第52話 VSゴルドー

「ああ! なんてこと!」


 エリーナが悲痛な声をあげて、ジャックとエドワードの元に駆け寄る。

 すぐにライルとユフィも駆けつけた。


「くそっ……いてえ……」

 

 頭から血を流すジャック。

 二人とも見るからに大怪我を負っていた。


 衣服は無残にも引き裂かれ、血に染まっている。

 特にエドワードの方は意識がなく、胸から腹部にかけて深々と傷を負っていて地面を赤く染めていた。


「ひどい……」


 思わず、ユフィが溢す。

 ジャックとエドワード、自分を仲間として受け入れてくれた人が無残な状態になっている。

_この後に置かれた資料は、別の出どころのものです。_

PR #2937, opened 2025-09-29
Partial fix for upcoming testthat release

hadley:
`expect_success()` and `expect_failure()` now test that you have exactly one success/failure and zero failures/successes. I can't quite figure out why the tests are still failing here; maybe it's something to do with recycling? I'm happy to help but I unfortunately I don't know enough about the lintr internals to figure out what's going wrong here.

We're planning to submit testthat to CRAN on Nov 10.

### DIFF
--- a/R/expect_lint.R
+++ b/R/expect_lint.R
@@ -70,7 +70,7 @@ expect_lint <- function(content, checks, ..., file = NULL, language = "en", igno
 
   if (n_lints != length(checks)) {
     msg <- sprintf(wrong_number_fmt, n_lints, length(checks), lint_str)
-    return(testthat::expect(FALSE, msg))
+    return(testthat::fail(msg))
   }
 
   if (ignore_order) {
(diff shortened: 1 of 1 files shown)


R/expect_lint.R
```diff
@@ -69,8 +71,7 @@ expect_lint <- function(content, checks, ..., file = NULL, language = "en", igno
   checks[] <- lapply(checks, fix_names, "message")
 
   if (n_lints != length(checks)) {
-    msg <- sprintf(wrong_number_fmt, n_lints, length(checks), lint_str)
-    return(testthat::expect(FALSE, msg))
+    return(testthat::fail(sprintf(wrong_number_fmt, n_lints, length(checks), lint_str)))
```
MichaelChirico, line 74: @hadley do we need `return()` around `fail()`? It always interrupts right?

MichaelChirico: Hm, I guess not from glancing at the source

MichaelChirico:
Thanks @hadley! Can I check if this is back-compatible? We have `testthat (>= 3.2.1),`, I just confirmed it works on 3.2.3 at least

MichaelChirico:
> I can't quite figure out why the tests are still failing here

AFAICT you were only failing the {lintr} check, the main thing was by switching from `Map()` to a nested `for` loop it increased the cyclomatic complexity of the implementation enough to trigger a lint. I refactored the nested loops into a helper instead. Bonus -- we could drop the `itr_env` (replacing older `<<-` usage) in the new approach which I also find cleaner.

Thanks for the proactive fix! Your release time is perfectly fine. We are overdue for a release anyway.

MichaelChirico (approved):

R/expect_lint.R
```diff
@@ -85,42 +86,47 @@ expect_lint <- function(content, checks, ..., file = NULL, language = "en", igno
...
+      }
+      check_field <- check[[field]]
+      value <- lint[[field]]
+      ok <- if (field == "message") {
+        re_matches_logical(value, check_field)
+      } else {
+        isTRUE(all.equal(value, check_field))
+      }
+      if (!ok) {
+        return(testthat::fail(sprintf(
```
MichaelChirico, line 122: For posterity:

The issue here is that `fail()` doesn't interrupt execution, and essentially we have:

```r
myExpectation <- function(x) {
  maybeFail()
  succeed()
}

maybeFail <- function(x) {
  if (x < 0) fail('negative')
}

expect_failure(myExpectation(-1))
```

So as written (and my own guess) we might think "once `fail()` is reached, `succeed()` can't be" but that's not true.

hadley: Do you think that this could be clearer in https://testthat.r-lib.org/articles/custom-expectation.html ? Maybe I need to say something like this ? 

> It's easy to think that `fail()` is similar to `stop()` or `abort()`, because that's how it behaves when you run it interactively in the console. But it can't work this way in tests because tests need to keep running even after failure so that they can report all the failures at once. So in a real testing setup, `fail()` and `pass()` work very similarly: they both signal a condition that testhat records and then reports to the user.

MichaelChirico: Yes that's quite helpful! The examples in the vignette hint at this by always having `if`/`else` structure to `pass`/`fail` . But as you mentioned, it's deceptively similar to `stop`/`abort`, so useful to call out the difference.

 その事実を受け止めた途端、ドクンッと心臓が高鳴った。


(な、なに……?)


 自分の意思と関係なく、急速に浅くなっていく呼吸にユフィは戸惑う。

 そんなユフィを、シンユーがじっと見上げていた。


「しっかりして! 今すぐ治してあげるから……癒しの神よ 」


 エリーナがエドワードの治療に当たったその時。


『グオオオオオオオオオオオオオオオッ!!!!!!』


 身の毛もよだつような咆哮がビリビリと森に響き渡る。

 その咆哮をあげた魔物は、手に持っている棍棒でいとも簡単に木々を薙ぎ倒した。


「馬鹿、な……」


 二人をこんな状態にしたであろう存在を認めたライルが、掠れた声で言葉を落とした。


 山のように大きく、岩壁を思わせる鍛え上げられた体躯。


 肩から腕にかけて盛り上がった厚い筋肉、岩石のように強靭な四本の手には禍々しい金棒が握られている。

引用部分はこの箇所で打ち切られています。